The election of Pope Francis has been for many of us a breath of fresh air, a sign that the time of sourpuss Christianity is waning and we are back on track to offering the world a faith that brings joy to those who have weathered the long night of religious discouragement. We aren’t seeking changes in faith or morals but only relief from the negative energy proposed by pseudo-Christians whose Jansenist tendencies have stressed the Divine Justice to the eclipse of the Infinite Mercy that flows from the Cross of Jesus.
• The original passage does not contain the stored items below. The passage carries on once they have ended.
PR #2215, opened 2026-03-09
parameter specification/type variable tuple variance

KotlinIsland:
discussion: https://discuss.python.org/t/parameter-specifications-should-have-variance/106452

- [x] support in basedpyright https://github.com/DetachHead/basedpyright/pull/1771
- [x] support in pycharm: https://github.com/JetBrains/intellij-community/commit/7196a70ee4e147f4a02fee80b1575ea03b9e3210
- [x] cpython tvt variance: https://github.com/python/cpython/pull/148212
- [x] typeshed: https://github.com/python/typeshed/pull/15670 / https://github.com/python/typeshed/pull/15725
- [x] typing_extensions: https://github.com/python/typing_extensions/pull/741
- [x] typing-council: https://github.com/python/typing-council/issues/59


conformance/tests/generics_paramspec_semantics.py
```diff
@@ -142,3 +142,38 @@ def three(**kwargs: int) -> int:
...
+in_int_old: ContravariantParamSpecOld[int] = in_obj_old  # OK
+in_obj_old = in_int_old  # E
+
+OutP = ParamSpec("OutP", covariant=True)
+
+class CovariantParamSpecOld(Generic[OutP]):
+    def in_f(self, *args: OutP.args, **kwargs: OutP.kwargs): ...  # E
+    def out_f(self) -> Callable[OutP, None]: ...  # OK
+
+out_int_old: ContravariantParamSpecOld[int] = ContravariantParamSpecOld()
```
JelleZijlstra: This should presumably be using CovariantParamSpecOld, not ContravariantParamSpecOld.

conformance/tests/generics_paramspec_semantics.py
```diff
@@ -142,3 +142,38 @@ def three(**kwargs: int) -> int:
...
+
+class ContravariantParamSpec[**InP]:
+    def f(self, *args: InP.args, **kwargs: InP.kwargs): ...
+
+in_obj: ContravariantParamSpec[object] = ContravariantParamSpec()
+in_int: ContravariantParamSpec[int] = in_obj  # OK
+in_obj = in_int  # E
+
+
+class CovariantParamSpec[**OutP]:
```
JelleZijlstra: This class should not actually be covariant. Callable's argument is a contravariant position, so the variance flips.

You can see that in current type checkers with a simpler example that just uses a TypeVar:

```python
from typing import Callable

class X[T]:
    def meth(self) -> Callable[[T], None]:
        raise NotImplementedError

def take_xint(x: X[int]): ...
def take_xobj(x: X[object]): ...

def f(xobj: X[object], xint: X[int]):
    take_xint(xobj)  # ok
    take_xobj(xint)  # error
```
`X` here is contravariant.

A correct covariant class would look like this:

```python
from typing import Callable

class UseCallback[T]:
    def meth(self, callback: Callable[[T], None]):
        raise NotImplementedError

def take_xint(x: UseCallback[int]): ...
def take_xobj(x: UseCallback[object]): ...

def f(xobj: UseCallback[object], xint: UseCallback[int]):
    take_xint(xobj)  # error
    take_xobj(xint)  # ok
```

JelleZijlstra (changes requested):
I like adding this if we can get it specified nicely, but this PR is not ready; the proposed test is incorrect.

Also, https://typing.python.org/en/latest/spec/generics.html#paramspec-variables still says variance on ParamSpec is unsupported; this should be updated.

I'd also like to see an implementation in at least one type checker, even if only as a draft PR, so we can be confident this is something that can be feasibly implemented.

davidhalter:
I personally would also like to see tests added for param spec variance inference, since that would probably need to be supported as well.

JelleZijlstra:
The test cases do have variance inference, though as I noted some of the cases are wrong. But it would probably be useful to have a few more cases, and I'd recommend putting the tests for paramspec variance in their own file so we can track type checker support more precisely.

KotlinIsland:
> I'd also like to see an implementation in at least one type checker

I have wip support in PyCharm, but I could also add it to basedpyright 

it was very straightforward to implement

davidhalter:
> The test cases do have variance inference, though as I noted some of the cases are wrong. But it would probably be useful to have a few more cases, and I'd recommend putting the tests for paramspec variance in their own file so we can track type checker support more precisely.

Oh right, sorry I didn't see them, because I thought they would be in a different file. I'm also very much +1 on putting those tests into a different file (for example `generics_paramspec_variance.py`).

KotlinIsland:
support has landed in pycharm and cpython

JelleZijlstra:
https://typing.python.org/en/latest/spec/generics.html#paramspec-variables stills says that we don't support variance in ParamSpec, that should be fixed in this PR.

JelleZijlstra:
Also can you open an issue on python/typing-council asking for a formal pronouncement?

KotlinIsland:
https://github.com/python/typing-council/issues/59

JelleZijlstra:
Noticed some more issues:

- `generics_typevartuple_basic.py` still has a line `Ts1 = TypeVarTuple("Ts1", covariant=True)  # E`. But of course that's legal now. I'd delete the line and leave all variance testing to the new file generics_typevartuple_variance.py.
- The description of the variance inference algorithm says "In the ``upper`` specialized class, specialize the target type parameter with an ``object`` instance". But that doesn't make sense for ParamSpec and TypeVarTuple. I think TypeVarTuple should instead be specialized with `*tuple[object, ...]`. For `ParamSpec` perhaps `Callable[..., object]` is right but not 100% sure.
- The way the tests are written produces some incidental errors, like from ty ```generics_paramspec_variance.py:28:23: error[empty-body] Function always implicitly returns `None`, which is not assignable to return type `(...) -> Unknown` ``` and mypy ```generics_typevartuple_variance.py:18: error: Missing return statement  [empty-body]```. Should add something like `raise NotImplementedError`.

KotlinIsland:
> `Callable[..., object]` is right but not 100% sure.

not `Callable`, and not `...`, as this is the gradual form. but `(*object, **object)`, which is a non-denotable psuedo representation of the widest value for a parameter specification

JelleZijlstra:
I don't think that's right. The form we want here should be a supertype of every other possible value, and something like a one-parameter callable is not a subtype of `(*: object, **: object)`.

AlexWaygood:
In ty we have a type that we spell as `Top[Callable[..., object]]` in ty's type display (a fully static type describing the infinite union of all possible `Callable` types). It's not representable using standard Python notation currently.

JelleZijlstra:
We only need assignability not subtyping here, so I think `...` is enough.

conformance/tests/generics_typevartuple_basic.py
```diff
@@ -60,9 +60,8 @@ def method1(*args: Shape) -> None:  # E: not unpacked
         ...
 
 
-# > TypeVarTuple does not yet support specification of variance, bounds, constraints.
+# > TypeVarTuple does not yet support specification of bounds, constraints.
 
-Ts1 = TypeVarTuple("Ts1", covariant=True)  # E
```
carljm, line 65: This is is used by `Array3` below, so line 107 is now failing for the wrong reason (name error) in all type checkers.

It might be better for the `Array3` test to define its own TypeVarTuples right above that test, instead of relying on these TypeVarTuples doing double duty.

docs/spec/generics.rst
```diff
@@ -678,8 +678,8 @@ Prior to 3.12, the ``ParamSpec`` constructor can be used.
    P = ParamSpec("WrongName") # Rejected because P =/= WrongName
 
 The runtime should accept ``bound``\ s and ``covariant`` and ``contravariant``
-arguments in the declaration just as ``typing.TypeVar`` does, but for now we
-will defer the standardization of the semantics of those options to a later PEP.
+arguments in the declaration just as ``typing.TypeVar`` does, but for ``bound`` we
+will defer the standardization of the semantics of this option to a later PEP.
```
carljm:
```suggestion
arguments in the declaration just as ``typing.TypeVar`` does.

We defer the standardization of the semantics of the ``bound`` option to a later PEP.
```

docs/spec/generics.rst
```diff
@@ -2712,25 +2711,27 @@ The algorithm for computing the variance of a type parameter is as follows.
 
 For each type parameter in a generic class:
 
-1. If the type parameter is variadic (``TypeVarTuple``) or a parameter
-specification (``ParamSpec``), it is always considered invariant. No further
-inference is needed.
+1. If the type parameter comes from a traditional
+``TypeVar``/``TypeVarTuple``/``ParamSpec`` declaration and is not specified
+as ``infer_variance`` (see below), its variance is specified by the
```
carljm:
```suggestion
``TypeVar``/``TypeVarTuple``/``ParamSpec`` declaration and is not constructed
with ``infer_variance=True`` (see below), its variance is specified by the
```

docs/spec/generics.rst
```diff
@@ -2712,25 +2711,27 @@ The algorithm for computing the variance of a type parameter is as follows.
...
 constraints of the type parameter). In the ``upper`` specialized class,
-specialize the target type parameter with an ``object`` instance. This
-specialization ignores the type parameter's upper bound or constraints. In the
-``lower`` specialized class, specialize the target type parameter with itself
-(i.e. the corresponding type argument is the type parameter itself).
+specialize the target type parameter with:
+
+ an ``object`` instance for a type variable.
+ a ``*tuple[object, ...]`` value for a type variable tuple.
+ a ``...`` value for a parameter specification.
```
carljm: I don't think using `...` here is sound. Because it is both assignable-to and assignable-from any paramspec, it means that a case like the `ContravariantParamSpec` test will wrongly infer the paramspec as covariant (because `lower` is assignable to `upper`) before it even checks the contravariant direction.

I don't think there is any way to make the variance-inference algorithm described here correct and support inference of ParamSpec variance, without introducing the new concept of a "top signature".

(I'm also not sure how much value there is in including this particular variance-inference algorithm in the spec. I think it describes pyright's algorithm. I know that ty and pyrefly do not use this algorithm. I don't know about mypy or zuban.)

conformance/tests/generics_paramspec_variance.py
```diff
@@ -0,0 +1,50 @@
+"""
+Tests variance of ParamSpec.
```
carljm, line 2: I think we should also have tests for invariant paramspecs (would have to be used more than once in the class)

conformance/tests/generics_typevartuple_variance.py
```diff
@@ -0,0 +1,53 @@
+"""
+Tests variance of TypeVarTuple.
```
carljm, line 2: Here too, I think we should have tests for invariant TypeVarTuple.

carljm (changes requested):
Thanks! Definitely support this change.

carljm:
> We only need assignability not subtyping here, so I think `...` is enough.

But we also need assignability to fail in the "wrong" direction, and this workaround fails that requirement.

docs/spec/generics.rst
KotlinIsland: > (I'm also not sure how much value there is in including this particular variance-inference algorithm in the spec. I think it describes pyright's algorithm. I know that ty and pyrefly do not use this algorithm. I don't know about mypy or zuban.)

i agree, but i think this point is out of the scope of this change

JelleZijlstra: We need to describe the algorithm somehow, don't we? Other type checkers use a different algorithm in practice, but to be conformant they need to follow an algorithm that has the same results as that described in the spec.

carljm: Depending on the situation I think it can be fine (or preferable) for the spec to describe the required results without specifying a particular algorithm to reach them. In this case I'm not sure that would be any simpler (and in any case I don't think we should remove this algorithm in this PR.)

I think for this PR we can fairly simply describe the nature of the top signature (the union of all possible callable signatures) without having to go too deep into it.

KotlinIsland:
i've pushed changes, it's good to review again

conformance/tests/generics_typevartuple_variance.py
```diff
@@ -0,0 +1,65 @@
...
+
+out_int: CovariantTypeVarTuple[int] = CovariantTypeVarTuple[object]()  # E
+out_obj: CovariantTypeVarTuple[object] = CovariantTypeVarTuple[int]()  # OK
+out_multiple: CovariantTypeVarTuple[float, float] = CovariantTypeVarTuple[
+    int,  # OK
+    object,  # E
+]()
+
+
+InTs = TypeVarTuple("InTs", contravariant=True)
```
JelleZijlstra: This is a problem because we run the tests on 3.12, and on 3.12 typing.TypeVarTuple doesn't have a `contravariant` argument, so type checkers would be in their right to complain about this line. We should use `typing_extensions.TypeVarTuple` instead, though even that is a bit problematic because we haven't released a version of typing-extensions with the change yet either. (Hopefully soon.)

JelleZijlstra (approved):
Agree with this idea, we might have to tweak the exact PR a bit more.

conformance/tests/generics_typevartuple_variance.py
KotlinIsland: i added tests for invariant tvt

docs/spec/generics.rst
KotlinIsland: i removed the `...`

docs/spec/generics.rst
```diff
@@ -2712,25 +2712,28 @@ The algorithm for computing the variance of a type parameter is as follows.
...
 constraints of the type parameter). In the ``upper`` specialized class,
-specialize the target type parameter with an ``object`` instance. This
-specialization ignores the type parameter's upper bound or constraints. In the
-``lower`` specialized class, specialize the target type parameter with itself
-(i.e. the corresponding type argument is the type parameter itself).
+specialize the target type parameter with:
+
+ an ``object`` instance for a type variable.
+ a ``*tuple[object, ...]`` value for a type variable tuple.
+ a for a parameter specification, a 'top signature' value, i.e. a type
```
davidhalter: I assume `a for a` is not wanted? The whole paragraph feels a bit weird and the formatting might be a bit off.

conformance/tests/generics_typevartuple_basic.py
```diff
@@ -104,5 +103,5 @@ def func3(x: Array[Height], y: Array[Width], z: Array[Height, Width]):
 # > Only a single type variable tuple may appear in a type parameter list.
 
 
-class Array3(Generic[*Ts1, *Ts2]):  # E
+class Array3[*Ts1, *Ts2]:  # E
```
davidhalter: Personally I would prefer to the both the new and the old syntax.

davidhalter (commented):
I like the general approach. I think it would also be useful to have at least one type checker with a proper implementation of this new feature.

KotlinIsland:
> proper implementation of this new feature.

see the mr description, it's implemented in pycharm and basedpyright

docs/spec/generics.rst
KotlinIsland: addressed points 1 and 3. do you have a suggestion on how to improve the wording?

conformance/tests/generics_typevartuple_basic.py
KotlinIsland: done

docs/spec/generics.rst
davidhalter: I would probably go with a list here:

```suggestion
-  an ``object`` instance for a type variable
- a ``*tuple[object, ...]`` value for a type variable tuple
- a "top signature" value for a parameter specification, i.e. a type that represents the super type of every possible signature.
```

conformance/tests/generics_typevartuple_variance.py
```diff
@@ -0,0 +1,79 @@
...
+class CovariantTypeVarTuple[*OutTs]:
+    def f(self) -> tuple[*OutTs]:
+        raise NotImplementedError
+
+
+out_int: CovariantTypeVarTuple[int] = CovariantTypeVarTuple[object]()  # E
+out_obj: CovariantTypeVarTuple[object] = CovariantTypeVarTuple[int]()  # OK
+out_multiple: CovariantTypeVarTuple[float, float] = CovariantTypeVarTuple[
+    int,  # OK
+    object,  # E
```
rchen152: I don't think we should require that the error be reported on this exact line. Generally, the conformance tests allow an error to be reported on any reasonable line. Furthermore, I tested this snippet:
```

T1 = TypeVar("T1", covariant=True)
T2 = TypeVar("T2", covariant=True)

class C(Generic[T1, T2]): pass

x: C[float, float] = C[
    int,
    object,
]()
```
in mypy, pyright, pyrefly, and ty, and they all reported the error either on the first line of `x`'s definition or on the entire definition, which presumably the current conformance tests accept, so it would be odd to have a different requirement for TypeVarTuple than for TypeVar.

docs/spec/generics.rst
KotlinIsland: done

conformance/tests/generics_typevartuple_variance.py
KotlinIsland: okay, addressed with a matrix of four assignments

conformance/results/ty/generics_paramspec_variance.toml
```diff
@@ -0,0 +1,14 @@
+conformant = "Unsupported"
```
carljm: I think Partial is more fair here. ty does already support ParamSpec variance; what we don't do yet is error when a legacy ParamSpec (or any TypeVar) is used in a position that violates its explicit variance.

```suggestion
conformant = "Partial"
notes = """
Does not error when a ParamSpec is used in a position that violates its explicit variance.
"""
```

rchen152 (approved):

carljm (approved):

davidhalter (approved):

jorenham (approved):
The lack of co/contra variance for `TypeVarTuple`s has caused problems for me on several occasions in the past. So thanks for patching this hole in the spec!

The changes to the variance algorithm also look like the way to go. It's too bad we don't have a general notion of the "top signature" like we do for the general top type (`object`) and the top product type (`tuple[object, ...]`). But I expect that the way you informally describe it here will be understood just fine by anyone that needs to know.

KotlinIsland:
@carljm good to review now

conformance/results/basilisk/generics_paramspec_variance.toml
```diff
@@ -0,0 +1,26 @@
+conformant = "Unsupported"
```
carljm: Basilisk is no longer in the conformance suite, so all the Basilisk result files should be removed.

conformance/results/pycroscope/generics_typevartuple_basic.toml
```diff
@@ -1,15 +1,16 @@
-conformance_automated = "Pass"
+conformant = "Unsupported"
```
carljm: If there's just one error diff, then this should likely be Partial, not Unsupported, and there should be a "notes" field added describing the nature of the gap.

conformance/tests/generics_typevartuple_variance.py
```diff
@@ -0,0 +1,79 @@
...
+
+from typing import Generic
+from typing_extensions import TypeVarTuple
+
+class InvariantTypeVarTuple[*InOutTs]:
+    a: tuple[*InOutTs]
+
+in_out_obj: InvariantTypeVarTuple[object] = InvariantTypeVarTuple[int]()  # E
+in_out_int: InvariantTypeVarTuple[int] = InvariantTypeVarTuple[object]()  # E
+in_out_int = InvariantTypeVarTuple[int]()  # E
```
carljm: Why is this expected to be an error? It seems like we are assigning an instance of `InvariantTypeVarTuple[int]` to a variable annotated as `InvariantTypeVarTuple[int]` -- that should be a valid assignment under invariance.

conformance/tests/generics_typevartuple_variance.py
```diff
@@ -0,0 +1,79 @@
...
+    def f(self) -> tuple[*OutTs]:
+        raise NotImplementedError
+
+
+out_int: CovariantTypeVarTuple[int] = CovariantTypeVarTuple[object]()  # E
+out_obj: CovariantTypeVarTuple[object] = CovariantTypeVarTuple[int]()  # OK
+out_multiple1: CovariantTypeVarTuple[float, float] = CovariantTypeVarTuple[int,  int]()  # OK
+out_multiple2: CovariantTypeVarTuple[float, float] = CovariantTypeVarTuple[int,  object]()  # E
+out_multiple3: CovariantTypeVarTuple[float, float] = CovariantTypeVarTuple[object,  int]()  # E
+out_multiple4: CovariantTypeVarTuple[float, float] = CovariantTypeVarTuple[object,  object]()  # E
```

Pope Francis has given us hope that the Pharisees who worry about the worthiness of others to approach the Eucharist while they glory in their own supposed “orthodoxy” are not going to control the temple after all. Pope Francis has given us hope that clergy and laity stand together in the Body of Christ with different functions but without the artificiality of a hierarchy of dignity. Pope Francis has given us hope that laity will be given access to a full, conscious and active participation in the Liturgy as befits a priestly people. Pope Francis has been a breath of fresh air in the Church like many of us had forgotten could be. God Bless Pope Francis. Our spirits aren’t broken after all.